> [ASSIGNMENT]:
Whenever a line in the records below contains "message", pick it out.

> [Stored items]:
_ _ _ _ _
PR #7878, opened 2025-06-06
Revert "Include transient and speculative WFT events in GetWorkflowExecutionHistory response (#7732)"

prathyushpv:
This reverts commit 5fc3fb21c4e556750e8dc5c8a2e27f92833ef3b4.

## What changed?
Reverts the change to return transient and speculative WFT events.

## Why?
Started seeing new error like this
"history_events: premature end of stream, expectedLastEventID=4424 but no more events after eventID=4422" in pipelines which was not there before.

## How did you test it?
- [ ] built
- [ ] added new unit test(s)

### DIFF
--- a/Makefile
+++ b/Makefile
@@ -14,7 +14,6 @@ ci-build-misc: \
 	clean-tools \
 	proto \
 	go-generate \
-	buf-breaking \
 	shell-check \
 	goimports \
 	gomodtidy \
--- a/api/history/v1/message.pb.go
+++ b/api/history/v1/message.pb.go
@@ -11,7 +11,6 @@ import (
 	sync "sync"
 	unsafe "unsafe"
 
-	v11 "go.temporal.io/api/enums/v1"
 	v1 "go.temporal.io/api/history/v1"
 	protoreflect "google.golang.org/protobuf/reflect/protoreflect"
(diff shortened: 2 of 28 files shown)


stephanos (approved):

prathyushpv:
Waiting to see if versioning fix solved this issue.

Makefile
```diff
@@ -14,7 +14,6 @@ ci-build-misc: \
 	clean-tools \
 	proto \
 	go-generate \
-	buf-breaking \
```
dnr, line 17: don't do this, add lines here instead:
https://github.com/temporalio/temporal/blob/main/proto/internal/buf.yaml#L14

prathyushpv: I will enable it back after merging this.

dnr: I know, but using that file is a better way to disable the check temporarily:
- it's scoped to specific files instead of everything
- if you forget to re-enable it, someone will notice eventually
- keeps git history of the makefile cleaner

prathyushpv: Got it. Sorry about merging this in a rush. I wanted to have this in today's nightly tests. 
Added a comment here: https://github.com/temporalio/temporal/pull/7892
_ _ _ _ _
> [RESPONSE TO THE TASK]:
--- a/api/history/v1/message.pb.go
+++ b/api/history/v1/message.pb.go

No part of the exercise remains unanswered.